• **INFORMATION SHOWN**

PR #439, opened 2021-07-05
replace StateFunc with ValidateDiagFunc

smaeda-ks:
301 from https://github.com/fastly/terraform-provider-fastly/pull/438

Screen Shot 2021-07-05 at 20 23 20

### DIFF
--- a/fastly/validators.go
+++ b/fastly/validators.go
@@ -6,6 +6,8 @@ import (
 	"strings"
 
 	gofastly "github.com/fastly/go-fastly/v3/fastly"
+	"github.com/hashicorp/go-cty/cty"
+	"github.com/hashicorp/terraform-plugin-sdk/v2/diag"
 	"github.com/hashicorp/terraform-plugin-sdk/v2/helper/schema"
 	"github.com/hashicorp/terraform-plugin-sdk/v2/helper/validation"
 )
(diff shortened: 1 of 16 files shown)


smaeda-ks:
@Integralist @bengesoff I've created a new PR as per the prior discussions in #438 
Thanks

fastly/validators.go
```diff
@@ -179,3 +180,14 @@ func validatePEMBlocks(pemType string) schema.SchemaValidateDiagFunc {
 		return nil, nil
 	})
 }
+
+func validateStringTrimmed() schema.SchemaValidateDiagFunc {
```
bengesoff: When I last had a crack at implementing this, I used the following function:
```go
// validateStringTrimmed is a SchemaValidateDiagFunc which checks whether the string is trimmed.
func validateStringTrimmed(value interface{}, p cty.Path) diag.Diagnostics {
    if value != strings.TrimSpace(value.(string)) {
        return diag.FromErr(p.NewErrorf("string must not contain trailing whitespace"))
    }

    return nil
}
```

It works either way, but for a brand new validation function, it could make sense to use the `schema.SchemaValidateDiagFunc` type directly rather than using the legacy `ToDiagFunc` conversion function like the others do. Other than that, your error message is much better than the one I had!

smaeda-ks: Thanks @bengesoff
I've modified the function a bit.

bengesoff:
@smaeda-ks thanks for the change, I like the updated `validateStringTrimmed` function 👍🏼 looks good overall although you'll also need to look at the tests as some of those will need `trimspace()` adding to them

Integralist:
Thanks @smaeda-ks ! 

This LGTM as an intermediary step towards preventing users losing resources. 

Let's get the tests checked/updated and then @bengesoff and I can give a second review.

smaeda-ks:
@bengesoff @Integralist  Just pushed https://github.com/fastly/terraform-provider-fastly/pull/439/commits/eead702e686efffb7f3f88c82f7cd6073dc08827

Since our test fixtures (ie, `fastly/test_fixtures/fastly_test_*`) don't include trailing spaces, most tests are fine anyhow, I think. The only place I had to fix is forgotten `strings.TrimSpace()` in the `generateKey()` function.

bengesoff (approved):
Nice one, looks good to me 👍🏼  it's really nice to be able to get the "hack" out of there as well

Integralist (approved):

• **YOUR INSTRUCTIONS**
All of the material above should be restated verbatim.

• **OUTPUT BELOW**
PR #439, opened 2021-07-05
replace StateFunc with ValidateDiagFunc

smaeda-ks:
301 from https://github.com/fastly/terraform-provider-fastly/pull/438

Screen Shot 2021-07-05 at 20 23 20

### DIFF
--- a/fastly/validators.go
+++ b/fastly/validators.go
@@ -6,6 +6,8 @@ import (
 	"strings"
 
 	gofastly "github.com/fastly/go-fastly/v3/fastly"
+	"github.com/hashicorp/go-cty/cty"
+	"github.com/hashicorp/terraform-plugin-sdk/v2/diag"
 	"github.com/hashicorp/terraform-plugin-sdk/v2/helper/schema"
 	"github.com/hashicorp/terraform-plugin-sdk/v2/helper/validation"
 )
(diff shortened: 1 of 16 files shown)


smaeda-ks:
@Integralist @bengesoff I've created a new PR as per the prior discussions in #438 
Thanks

fastly/validators.go
```diff
@@ -179,3 +180,14 @@ func validatePEMBlocks(pemType string) schema.SchemaValidateDiagFunc {
 		return nil, nil
 	})
 }
+
+func validateStringTrimmed() schema.SchemaValidateDiagFunc {
```
bengesoff: When I last had a crack at implementing this, I used the following function:
```go
// validateStringTrimmed is a SchemaValidateDiagFunc which checks whether the string is trimmed.
func validateStringTrimmed(value interface{}, p cty.Path) diag.Diagnostics {
    if value != strings.TrimSpace(value.(string)) {
        return diag.FromErr(p.NewErrorf("string must not contain trailing whitespace"))
    }

    return nil
}
```

It works either way, but for a brand new validation function, it could make sense to use the `schema.SchemaValidateDiagFunc` type directly rather than using the legacy `ToDiagFunc` conversion function like the others do. Other than that, your error message is much better than the one I had!

smaeda-ks: Thanks @bengesoff
I've modified the function a bit.

bengesoff:
@smaeda-ks thanks for the change, I like the updated `validateStringTrimmed` function 👍🏼 looks good overall although you'll also need to look at the tests as some of those will need `trimspace()` adding to them

Integralist:
Thanks @smaeda-ks ! 

This LGTM as an intermediary step towards preventing users losing resources. 

Let's get the tests checked/updated and then @bengesoff and I can give a second review.

smaeda-ks:
@bengesoff @Integralist  Just pushed https://github.com/fastly/terraform-provider-fastly/pull/439/commits/eead702e686efffb7f3f88c82f7cd6073dc08827

Since our test fixtures (ie, `fastly/test_fixtures/fastly_test_*`) don't include trailing spaces, most tests are fine anyhow, I think. The only place I had to fix is forgotten `strings.TrimSpace()` in the `generateKey()` function.

bengesoff (approved):
Nice one, looks good to me 👍🏼  it's really nice to be able to get the "hack" out of there as well

Integralist (approved):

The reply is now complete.